Heaney was promoted to the rank of brigadier on 30 June 1970 and was appointed director of the WRAC on 1 September. On 29 September she was appointed an aide-de-camp to Queen Elizabeth II. Heaney visited the United States in 1972 to study the ongoing integration of women into its army. She advocated similar change in the United Kingdom but on a more gradual basis; full integration in the British Army was achieved, and the WRAC disbanded, in 1992. One key change Heaney was able to introduce was the ability of women in the British Army to choose their arm of service or branch. Heaney was appointed a Companion of the Order of the Bath on 2 June 1973 and retired on 18 June.

== Later life ==
After retirement Heaney, who never married, moved to Edinburgh to look after her widowed mother. She served on the military education committee of the Edinburgh and Heriot-Watt University Officers' Training Corps and joined the Women's Royal Voluntary Service (WRVS). Heaney helped the WRVS with delivery of meals on wheels and assisted the elderly with shopping and travel. She later became WRVS district organiser for Edinburgh and was its chairman for Scotland from spring 1977.

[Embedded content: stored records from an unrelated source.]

Issue #983, opened 2026-09-13
W0-mirror prerequisite: redaction layer before AppState is serialised for any host (47 sensitive fields found)


stevengonsalvez:
# Security review: PR #982 serialised `AppState`

- Scope: tree at `pr/982` (branch `stevengonsalvez/p1c-state-machine`, base `v2`), read-only. Merge base `026f408`.
- Stack: Rust / ratatui TUI, serde JSON wire, 19 `Versioned<Section>` fields on `AppState`, TypeScript contract export behind the `typescript-bindings` feature.
- Method: parsed every type definition under `ainb-tui/crates`, walked reachability from the 19 sections honouring `#[serde(skip)]`, then hand-verified each candidate chain. Type aliases through `Arc<Mutex<T>>` were resolved by hand (serde DOES implement `Serialize` for `Mutex<T>`, so `FleetSection.daemon_attention` and `fleet_snapshot` are on the wire).
- Findings: High 12 - Medium 23 - Low/Informational 12. Total 47 fields.
- Verdict: BLOCK the mirror, not the merge. The derive itself is inert until a transport exists; every finding below becomes live the moment P2 sends `serde_json::to_value(&state)` to a desktop window or a browser tab. Fix the 12 High items before any transport lands.

The three fields already known (`AuthPane::KeyEntry { buf }`, `AuthProviderPopupState.api_key_input`, `SecretValue.reference`) are restated at the end for completeness and are NOT counted in the 47.

---

## Trust boundary

```
┌──────────┐   ┌───────────────┐   ┌──────────────┐   ┌─────────┐
│ config   │──▶│ AppState      │──▶│ serde_json   │──▶│ desktop │
│ keychain │   │ 19 sections   │   │ {v, data}    │   │ browser │
│ tmux pane│   │               │   │              │   │ tab     │
│ repo file│   └───────────────┘   └──────────────┘   └─────────┘
└──────────┘          ▲                                    ▲
   secrets in    no redaction layer                   process exit
```

Source: the user's config file, OS keychain prompt buffers, tmux `capture-pane` output, repo working-tree files, daemon hook payloads.
Sink: `serde_json::to_value(&AppState)`, per `ainb-tui/crates/ainb-app/tests/state_serde.rs`.
[...]

PR #1019, opened 2026-09-14
feat(t0): agent status as section 20 on one joined daemon read (#1015)

### LINKED ISSUE #1015: T0-section inputs from the #1014 design review: one joined daemon read, section sufficient alone, refinements on the row, failure story rendered
## Criteria for the T0-section goal

Write the goal so these are pass or fail, not judgement calls:

1. **The section is sufficient alone.** No consumer reads the Fleet section to choose a status word, a colour, a lens or a count. Test: build the panel from section 20 only, with the Fleet roster section empty of `lifecycle_state` and `attention_state`, and assert every card word and every lens is unchanged.
2. **The row carries its own refinements** before the section ships: `turn_complete: bool` and the attention kind as an enum, beside the existing `has_open_request` and `pane_unbound`. No surface recomputes either from a string.
3. **One word per state, everywhere.** The gate fails if a rendered card contains a token that is neither in `AgentState::as_str()` nor a field on the row. Extend the existing `TestBackend` assertion rather than adding a second gate.
4. **The section version bumps on a status-row change, not on a fleet revision.** Test: a transport heartbeat that alters no status row leaves section 20's version untouched. This is the drain budget the spec row asks for; a fleet-revision-keyed version does not deliver it.
5. **Rows are addressable off-box**: each row carries `host_id`, and the section carries the revision it was read at. The mirror stamps `mirrored_received_at` from its own clock and never subtracts a remote stamp from local now (D14 clock table).
6. **One read, one join, in the daemon.** The section is populated from a single daemon read that already joins roster and status. If T0-section starts before concern 1 lands, the goal must say which of the two reads the section mirrors and who joins them, because the answer decides whether the desktop can render a card at all.
7. **Failure story is rendered, not logged.** Section absent, stale, or from an unreachable host: the surface says which, never falls back to its own derivation, and never shows an empty needs-input lens while claiming a normal header. D14 already forbids folding unreachability into `state`; the test asserts a frozen row with `stale_since`, not `unverifiable`.
8. **Rollback**: a flag returns the panel to the pre-section read for one release, and the goal names which release removes it.
9. **Budget, measured**: state the read amplification the section must not exceed (projections per fleet event per surface) and assert it. Today's number is two per surface per event, and the section must lower it, not add a third.

Source: design seam check of PR #1014 (#962). The join of roster and status currently happens in the hangar plugin per session_key; the daemon already computes both halves in one function (status_rows and snapshot_wire both read subscription_projection). T0-section, W0-mirror, the desktop and the phone would each re-implement that join, so the daemon serves one joined read before or as part of T0-section. These nine items are the T0-section goal's success criteria.

stevengonsalvez:
Closes #1015. Goal: `docs/plans/goals/2026-09-14-t0-section.md`.

Agent status is section 20 of the `ainb-app` state. It is populated from one joined daemon read and is sufficient alone for every consumer. The failure story is rendered in the lens body, and the cross-surface gate is extended to the section.

```
                     ┌─────────────────────────────┐
fleet/roster_status ─▶ proto StatusView (one fold) │──▶ plugin Fleet panel (TUI, today)
 (1 projection)      └──────────────┬──────────────┘
                                    └──────▶ section 20 AgentStatus ──▶ desktop / W0-mirror
  host task (ainb-core): 1 joined read per Fleet revision ─────┘
```

## Criteria

**1. One read, one join, in the daemon.**
- **Method:** `fleet/roster_status` behind capability `fleet.roster_status.read`. Each row carries `session`, `status` and `read_revision`. The status half carries `host_id`, `turn_complete`, the `wait_kind` enum, `has_open_request`, `pane_unbound` and the `attachment` enum.
- **The join:** `ainb_hangar_proto::agent_status::join` is the only join. The plugin's own roster and status join is deleted, and both the plugin and section 20 consume the joined read.
- **Budget, per read:** one joined read costs 1 whole-Fleet projection, where `fleet/snapshot` plus `fleet/status` cost 2 (`the_joined_read_costs_one_projection_and_matches_the_status_read`). The plugin sends exactly one `fleet/roster_status` per `fleet/event` (`one_fleet_event_costs_one_joined_read`), and the host task reads only for revisions its last read does not already cover.
- **Budget, per process: criterion 9 is NOT met.** The TUI process pays 2 whole-Fleet projections per event: the plugin panel's read plus the section 20 host task's read. With `legacy_panel` or an N-1 daemon it pays 3. Section 20 has no production consumer yet, and the live Fleet panel still renders from the plugin's own read. Giving section 20 a single owner, so the panel renders from it and the TUI pays one read, is #1031.

**2. Section 20 is sufficient alone.**
- **Same panel from section 20:** in `ainb-core/tests/status_one_truth.rs` the joined read is folded into section 20 of a fresh `AppState`. The Fleet section is untouched (version 0). A panel built only from section 20 (`FleetPaneState::apply_view`) paints the same TestBackend cells, symbols and colours, as the plugin's own fold and as the legacy two-read join.
- **Token gate:** every token on a rendered card must be an `AgentState::as_str()` word or a value of the card's row, or the row's evidence age. A `DONE` mutation fails the gate.
- **Card vocabulary (orchestrator decision):** the card label is the state word plus the wait kind, e.g. `waiting · ask`. There is no DONE: a completed turn is `idle`, rendered green, and sits in the lens still named done. There are no aliases and no invented branch word. Action labels moved off the card into the detail pane.
- **Version rule:** section 20's version bumps on a rendered change, not on a transport heartbeat (`a_heartbeat_leaves_the_section_version_untouched`, plus the proto `StatusView` test).

**3. Failure story rendered, not logged.**
- **In the lens body:** section absent (`absent: daemon has no fleet/roster_status`), stale (`stale: read r3 < head r5`), or host unreachable (`host local unreachable since 1m: <reason>`, rows frozen, never turned `unverifiable`) each render as a `states unverifiable` line plus the reason, and survive a 40-column pane. The green nothing-needs-you line shows only on a live view. There is no fallback to a local derivation.
- **N-1 daemon:** a daemon without `fleet/roster_status` does not blank the panel. On method-not-found the plugin falls back, once per connection, to `fleet/snapshot` plus `fleet/status` joined by the proto join.
  - **Release note:** against a daemon older than this release the Fleet panel lists agents and their states, but offers no answer, approval or reconcile action until the daemon is upgraded. That daemon's status rows carry no `wait_kind`.
- **Rollback flag:** `[fleet.status] legacy_panel = true` (env `AINB_FLEET_LEGACY_PANEL`, a hidden registry key). It returns the panel to `fleet/snapshot` plus `fleet/status`, joined by the proto join and folded by the same reducer.
- **Flag lifetime:** honoured in **v1.29.0**, the first tag carrying section 20. The flag and the pre-section read are removed in **v1.30.0**. Both version numbers are assumed from the v2→main cut: `main` tags by hand (latest v1.28.5). Confirm at the cut.
- **Tuple:** `fleet needs --format json`, `/api/needs` (`hostId`), the panel and section 20 produce identical `(session_key, state, provenance, tier, evidence_observed_at, host_id)` tuples for one fixture session.

## Proof (this box, head after rebase on v2)

- **Hangar crates:** `ainb-hangar-proto`, `-store`, `-daemon`, `-client`, `ainb-plugin-hangar`, `ainb-web`, `ainb-fleet-core`: 321 test binaries, 3570 passed, 0 failed.
- **`ainb-app` (with `test-support`):** 1786 passed, 0 failed, including the `host_side_effects` fence, unchanged.
- **`ainb` (ainb-core):** `status_one_truth` 5/5 and `agent_status_host` 1/1 (a real daemon on a temp socket; section 20 fills and follows a hook revision).
  - The rest of the suite reds match the known `v2` baseline on this box.
  - `tripwire_cli_usage_format` and the burndown tripwires time out waiting for the session-reader plugin. They passed and failed on alternating runs on this branch, and `tripwire_cli_usage_format` passed with every file this branch touches reverted.
  - `a_daemon_verb_reports_through_the_deferred_queue` (P3 code) passed twice alone and failed once in the full parallel run.
- **Style:** `cargo fmt --all -- --check` is clean. Clippy (pedantic plus nursery) on changed lines: 0 findings, except `future_not_send` on `run_tui`, which comes from `App` and predates this PR.
- **Live TUI:** a real daemon from `hangar daemon setup` and the Hangar plugin staged from this branch. Hangar, then ctrl+p, then `fleet` shows the live view (`no fleet sessions yet`, no failure line), which only a landed joined read produces. Seeding a hook session in an isolated home did not create a Fleet session (`fleet needs` is `[]`), so rendered cards are proven by the TestBackend gate.

## Review round 1 fixes (all 9 items)

1. **N-1 daemon:** method-not-found on the joined read falls back to the two reads instead of going absent (release note above). Tested with an N-1 status row that lacks the refinements.
2. **Rebuilt store:** a read below the held revision renders stale instead of being dropped. `StatusView` and section 20 keep the head they were told about, and the host task sends `Reset` across a reconnect. Tested: a lower revision after a reconnect renders stale, not live.
3. **Host task:** the backoff restarts only after a minimum connected uptime, and revisions the last read covers cost no read.
4. **This body and the programme row** now state the per-process budget (criterion 9 not met) and that section 20 has no production consumer (#1031).
5. **Card comparison** is by borrow; it no longer clones two `FleetSession` per card per read.
6. **Silent rows:** an unverifiable row's evidence clock is `discovered_at`, so heartbeats no longer bump section 20 for silent rows. Tested in proto, `StatusView` and the section.
7. **Host task tests** against fake daemons cover absent, dead-socket backoff, reconnect reset then stale, and burst coalescing.
8. **Dial failures** render `daemon not reachable` or `daemon credentials unavailable`; the socket path goes to the debug log.

Done after #1026 merged: `origin/v2` merged in (merge commit db99f8a80), then `serialize_section` gained the `AgentStatus` arm. Its frame (`AgentStatusView` in `ainb-app/src/wire/mod.rs`) copies each card field by field and leaves `current_request`, `cwd` and `display_name` off; `absent`, the unreachable reason and `pane_unbound_detail` go through `redact::scrub`. The sample seeds section 20 with a stale, unreachable card whose `cwd`, `display_name` and `current_request` hold seeded text, so the canary and tripwire would catch a leak. `cwd` and `current_request` are now name deny words (`FleetSession.cwd` and `current_request_fingerprint` allow-listed with reasons), and the key-path fixture carries the 25 new `agent_status.*` paths, none of them the three withheld fields. Gates: `cargo test -p ainb-app --features test-support` green (state_serde 12/12), `status_one_truth` green in `ainb` (5) and `ainb-hangar-daemon` (8).

Not gating, W0-mirror criteria: `host_id` is always `local`, and the card age subtracts a remote clock from local now.

## Notes

- **Section 20 in ainb-app:** new `SectionId::AgentStatus`, `AgentStatusSection` and its `AppState` reducer entry points. No `Serialize` on the section or its view types (#983), pinned by a probe test.
- **Deviation, config in ainb-app:** the goal named `[fleet.status] legacy_panel`, and `ainb-app/src/config/{mod,tunables,registry}.rs` is the only non-duplicating home. It follows `legacy_classify_primary` exactly: one field, the env bridge and a hidden key.
- **Host task:** `ainb-core/src/agent_status_host.rs`, wired in `main.rs` outside `src/app/*`. It uses a Fleet subscription, one joined read per revision and a bounded backoff, and is panic-free.
- **Lane F shared files** (rebased on v2 after P3 #1008 merged): `ainb-app/src/app/sections.rs`, `state.rs`, `versioned.rs`, `ainb-app/src/config/*`, `ainb-app/src/wire/mod.rs`, `ainb-app/src/wire/shape.rs`, `ainb-app/tests/state_serde.rs`, `ainb-app/tests/fixtures/section_key_paths.txt`, `ainb-core/src/main.rs`, `ainb-plugin-hangar/src/plugin.rs`.
- **Commits:** one file per commit, unsigned (`git -c commit.gpgsign=false commit`). The orchestrator re-signs at merge.


stevengonsalvez:
## Review of ca0e5fce: merge after fixes, after #1026

Code review, design check and security pass agree eight of the nine #1015 criteria are met by real code and tests: the join is in the daemon and out of the plugin, section 20 is proved sufficient alone cell for cell, the failure story renders, no Serialize on any section (pinned at compile time). Blocking: an N-1 daemon without fleet/roster_status renders an empty Fleet panel (mark_absent clears the roster) with no automatic fallback; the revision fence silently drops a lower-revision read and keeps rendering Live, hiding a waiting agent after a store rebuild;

Heaney became disabled in later life, possibly as a result of eating poisonous mushrooms while serving with the army in Kenya. She retired from the WRVS in 1981 and afterwards served on the committee of St Columba's Hospice in Edinburgh. A heavy smoker throughout her life, Heaney developed lung cancer and died in the hospice on 1 February 1991. She was cremated and her funeral was held at St James's Episcopal Church in Goldenacre, Edinburgh on 6 February 1991.